In un momento storico in cui la crisi economica la fa da padrona, le risorse sono sempre meno e si è in presenza di una crescita esponenziale delle nuove povertà e dei bisogni dei cittadini, il che rende sempre più difficile dare un aiuto economico ai soggetti più deboli.
Un modo di intervento è quello di dare maggiori servizi tramite persone che possono dedicare il proprio tempo a chi ne ha bisogno.
La crisi sta creando una diminuzione di lavoro e, conseguentemente, il numero delle persone che sono in cassa integrazione o che percepiscono un’indennità di disoccupazione è altissimo.
La domanda che ci si deve porre è la seguente: non si può chiedere a queste persone di dedicare, in proporzione alle somme che percepiscono dalla cassa integrazione o come indennità di disoccupazione, e lo stipendio precedente, parte del proprio tempo a lavori socialmente utili mettendo a disposizione la propria esperienza e capacità?

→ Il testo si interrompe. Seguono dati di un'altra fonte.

PR #2172, opened 2026-07-08
Fix: pre-apply kagenti-operator CRDs before helm upgrade (#1335)

### LINKED ISSUE #1335: bug: Helm upgrade does not install new CRDs from kagenti-operator subchart

cwiklik:
## Summary

Helm applies a chart's `crds/` directory **only on install, never on `helm upgrade`** — and the same holds for a **subchart's** `crds/`. The `kagenti` umbrella chart pulls `kagenti-operator-chart` as an OCI dependency, and that subchart ships its CRDs in `kagenti-operator-chart/crds/`. So when an existing cluster is re-run/upgraded to an operator version that introduces a **new** CRD, Helm silently skips it → the controller-manager crash-loops on the missing resource → the webhook loses healthy endpoints. Fixes #1335.

(The original report targeted the since-removed Ansible installer; the bug carries over unchanged to the script installers, which already pre-apply SPIRE and Gateway-API CRDs but had no step for the operator's own CRDs.)

## Fix

Add an explicit operator-CRD pre-apply to both installers, right before `helm upgrade --install kagenti`, mirroring the existing MCP Gateway CRD pre-apply (`scripts/ocp/setup-kagenti.sh`, whose comment already reads *"Helm does not update CRDs on upgrade"*).

- **`scripts/kind/setup-kagenti.sh`** — after `helm dependency update`, before the kagenti install.
- **`scripts/ocp/setup-kagenti.sh`** — after dependency resolution / the `--operator-repo` local-chart copy, before the kagenti install.

The CRDs are resolved from the operator subchart **already vendored** by `helm dependency update` (so the version always matches the `Chart.yaml` pin), handling both forms:
- unpacked dir `charts/kagenti/charts/kagenti-operator-chart/crds/` (OCP `--operator-repo` copy), else
- vendored `charts/kagenti/charts/kagenti-operator-chart-*.tgz` (extract `crds/`).

Applied with `kubectl apply --server-side --force-conflicts` (avoids the client-side last-applied-annotation size limit on large CRDs; idempotent across re-runs and prior Helm ownership), then waited on for `Established`. If no operator CRDs are found (agent operator disabled), it logs and skips — it does **not** fail. A genuine apply failure surfaces (no `|| true`), since a missing operator CRD is exactly what crashes the controller.

## Validation

- `bash -n` clean on both scripts; `shellcheck --severity=error` (CI's level) unaffected (the `$KUBECTL`/`ls` patterns are info/warning and already used in-repo).
- **Extraction logic exercised in bash** against a freshly `helm dependency update`-vendored `kagenti-operator-chart-0.3.0-alpha.6.tgz`: correctly resolved `crds/` and found all three CRDs — `agentcards`, `agentruntimes`, and **`authorizationpolicies`** (a CRD older operator versions lacked, i.e. the exact new-CRD-on-upgrade case this fixes).
- Fresh install is exercised by CI `Deploy & Test`. The **upgrade** path (install an operator version lacking a CRD, then re-run targeting one that adds it → new CRD created, controller does not crash-loop) is best verified manually on a cluster; steps in the issue.

No `charts/` changes. The vendored-tgz-vs-pin staleness noted in the issue is refreshed by the installer's own `helm dependency update` at run time and is out of scope.

Fixes #1335

Assisted-By: Claude Code


scripts/kind/setup-kagenti.sh
```diff
@@ -1084,6 +1084,30 @@ fi
...
+# Pre-apply the operator CRDs from the resolved operator subchart so an upgrade
+# that introduces a new CRD doesn't crash-loop the controller-manager.
+_op_crds=""
+_op_tmp=""
+if [ -d "$REPO_ROOT/charts/kagenti/charts/kagenti-operator-chart/crds" ]; then
+  _op_crds="$REPO_ROOT/charts/kagenti/charts/kagenti-operator-chart/crds"
+else
+  _op_tgz=$(ls "$REPO_ROOT"/charts/kagenti/charts/kagenti-operator-chart-*.tgz 2>/dev/null | head -1 || true)
+  if [ -n "$_op_tgz" ]; then
+    _op_tmp=$(mktemp -d)
```
clawgenti, line 1097: **Nit:** If `tar xzf` or a subsequent command fails with `set -e`, the script exits before the `if [ -n "$_op_tmp" ]; then rm -rf …` cleanup at line 1109. Consider a `trap 'rm -rf "$_op_tmp"' EXIT` guard (or add `|| true` to the tar/apply steps to keep existing error-propagation semantics).

scripts/ocp/setup-kagenti.sh
```diff
@@ -1268,6 +1268,31 @@ if [ -z "$OPERATOR_REPO" ]; then
...
+# crash-loop the controller-manager.
+_op_crds=""
+_op_tmp=""
+if [ -d "$KAGENTI_REPO/charts/kagenti/charts/kagenti-operator-chart/crds" ]; then
+  _op_crds="$KAGENTI_REPO/charts/kagenti/charts/kagenti-operator-chart/crds"
+else
+  _op_tgz=$(ls "$KAGENTI_REPO"/charts/kagenti/charts/kagenti-operator-chart-*.tgz 2>/dev/null | head -1 || true)
+  if [ -n "$_op_tgz" ]; then
+    _op_tmp=$(mktemp -d)
+    tar xzf "$_op_tgz" -C "$_op_tmp"
```
clawgenti: **Nit:** Same tmpdir-leak-on-early-exit as the `kind` script — `$_op_tmp` won't be cleaned if `tar xzf` or `kubectl apply` fires `set -e`. A `trap` guard or equivalent handles this.

clawgenti (commented):
Adds an explicit operator-CRD pre-apply step to both `kind` and `ocp` script installers, correctly mirroring the existing MCP Gateway CRD pattern and resolving the upgrade crash-loop (fixes #1335). Logic is sound — handles both extracted and vendored-tgz forms, is idempotent, and fails loudly on a genuine apply error.

- **Nit:** `_op_tmp` is only cleaned up by the inline `if [ -n "$_op_tmp" ]…` at the end of the block. If the script exits early (e.g. `set -e` fires on `tar xzf` or `kubectl apply`), `$_op_tmp` leaks. Low-severity since `/tmp` is ephemeral, but a `trap … EXIT` guard is the conventional fix.
- **Nit (SC2012):** `ls … | head -1` is used to find the vendored `.tgz`. The repo body notes this pattern is already present in-repo and CI `shellcheck --severity=error` passes; flagging for awareness only.

---

cwiklik:
Thanks @clawgenti — addressed in `e26e6f53`:

- ✅ **tmpdir leak on early exit:** fixed, but **not** via `trap … EXIT` — both scripts already install `EXIT` traps (`kind:497`, `ocp:1264` for the `--operator-repo` copy) and a second `trap … EXIT` would silently clobber them. Instead: the `tar` extraction is now guarded (`if tar xzf …`), and the apply/wait result is captured (`{ … } || _op_rc=$?`) so `set -e` can't skip the cleanup. The temp dir is then **always** removed, and a genuine apply failure is surfaced afterward (`exit $_op_rc`) — keeping the fail-loud behavior.
- ↪️ **SC2012 (`ls … | head`):** left as-is per your note — CI `shellcheck --severity=error` treats it as info/warning and passes, and the pattern is self-contained here.

Assisted-By: Claude Code

scripts/kind/setup-kagenti.sh
```diff
@@ -1084,6 +1084,36 @@ fi
...
 
+# Helm applies a subchart's crds/ only on install, never on upgrade (kagenti#1335).
+# Pre-apply the operator CRDs from the resolved operator subchart so an upgrade
+# that introduces a new CRD doesn't crash-loop the controller-manager.
+_op_crds=""
+_op_tmp=""
+if [ -d "$REPO_ROOT/charts/kagenti/charts/kagenti-operator-chart/crds" ]; then
+  _op_crds="$REPO_ROOT/charts/kagenti/charts/kagenti-operator-chart/crds"
+else
+  _op_tgz=$(ls "$REPO_ROOT"/charts/kagenti/charts/kagenti-operator-chart-*.tgz 2>/dev/null | head -1 || true)
```
clawgenti, line 1095: **nit**: `ls ... | head -1` for glob expansion triggers SC2012 (`ls` output may be mishandled on filenames with spaces/special chars). Since filenames here are controlled Helm artifact names this is low risk, but the POSIX idiom is:
```sh
for _f in "$REPO_ROOT"/charts/kagenti/charts/kagenti-operator-chart-*.tgz; do
  [ -e "$_f" ] && { _op_tgz="$_f"; break; }
done
```
The `ocp` variant has the same pattern. Both already pass CI shellcheck at `--severity=error`, so this is advisory only.

clawgenti (commented):
Pre-apply of operator CRDs before `helm upgrade` is a solid, idempotent fix for the upgrade-path crash-loop — both the unpack-from-tgz and dir-copy branches are handled cleanly, temp dir is reliably cleaned, and the failure mode surfaces correctly without a `|| true` swallow.

---

clawgenti (commented):
Fixes the Helm subchart CRD upgrade gap cleanly: temp-dir cleanup is leak-proof, error propagation is correct, and both `kubectl`/`$KUBECTL` usages match existing conventions in their respective scripts. All checks pass. Ready for human review.

---

mrsabath (approved):
## Summary

Focused, well-reasoned fix for the Helm subchart-CRD-on-upgrade limitation (#1335). Both installers pre-apply the operator CRDs from the already-resolved subchart (unpacked-dir first, else the vendored `.tgz`), using `kubectl apply --server-side --force-conflicts` + a `wait` for `Established`, with leak-proof temp-dir cleanup and a deliberate hard-fail (no `|| true`) since a missing operator CRD is exactly what crash-loops the controller-manager.

**What I verified**

- **Root cause match** — targets #1335 precisely (subchart `crds/` skipped on `helm upgrade`; missing CRD → controller crash-loop → webhook loses endpoints).
- **`set -euo pipefail` safety** — the `_op_tgz=$(ls … | head -1 || true)` assignment is protected, and `{ apply && wait; } || _op_rc=$?` keeps `errexit` from short-circuiting while still capturing the code. All new vars (`_op_crds`, `_op_tmp`, `_op_rc`, `_op_tgz`) are initialized, so `nounset` is safe.
- **Cleanup ordering** — temp dir is removed before the error is surfaced, so a failed apply doesn't leak the extraction dir. On OCP, `exit "$_op_rc"` correctly fires the existing `EXIT` trap that cleans the `--operator-repo` local chart copy.
- **CRD set** — the operator chart ships exactly three real CRDs (`agentcards`, `agentruntimes`, `authorizationpolicies`); `wait --for=condition=Established -f <dir>` waits per-object across all of them, and `oc wait` supports the same flags on OCP.
- **Dual-mode parity** — the kind (`$REPO_ROOT` / `kubectl`) and ocp (`$KAGENTI_REPO` / `$KUBECTL`) blocks are consistent: same CRD path, same flags, same fallback and cleanup. Unquoted `run_cmd $KUBECTL` matches the established in-repo idiom.

**Areas reviewed**: Shell, Security, Commit/PR conventions, dual-mode parity
**Commits**: 3 commits, all signed-off (DCO passes)
**CI note**: The `Shell Script Lint` CI job only scans `.github/scripts/`, so `scripts/kind/` and `scripts/ocp/` aren't CI-linted — the PR's manual `bash -n` / `shellcheck` is the effective gate here. Worth keeping in mind, not a blocker.

No must-fix issues found. LGTM — approving.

In questo modo non avremmo migliaia di persone che rimangono a casa a pensare solo al posto di lavoro che non hanno più o che rischiano di perdere, ma che sono occupate rendendosi utili alla collettività.
E’ un’idea come tante altre, che in altri Stati viene già utilizzata.
Inoltre, visto che in molti sussurrano che alcuni cassa integrati sembra che svolgano dei lavori “in nero”, si potrebbe prevedere che chi è in cassa integrazione o percepisce l’indennità di disoccupazione, obbligatoriamente, deve mettere a disposizione il proprio tempo per lavori che lo Stato gli chiede di svolgere.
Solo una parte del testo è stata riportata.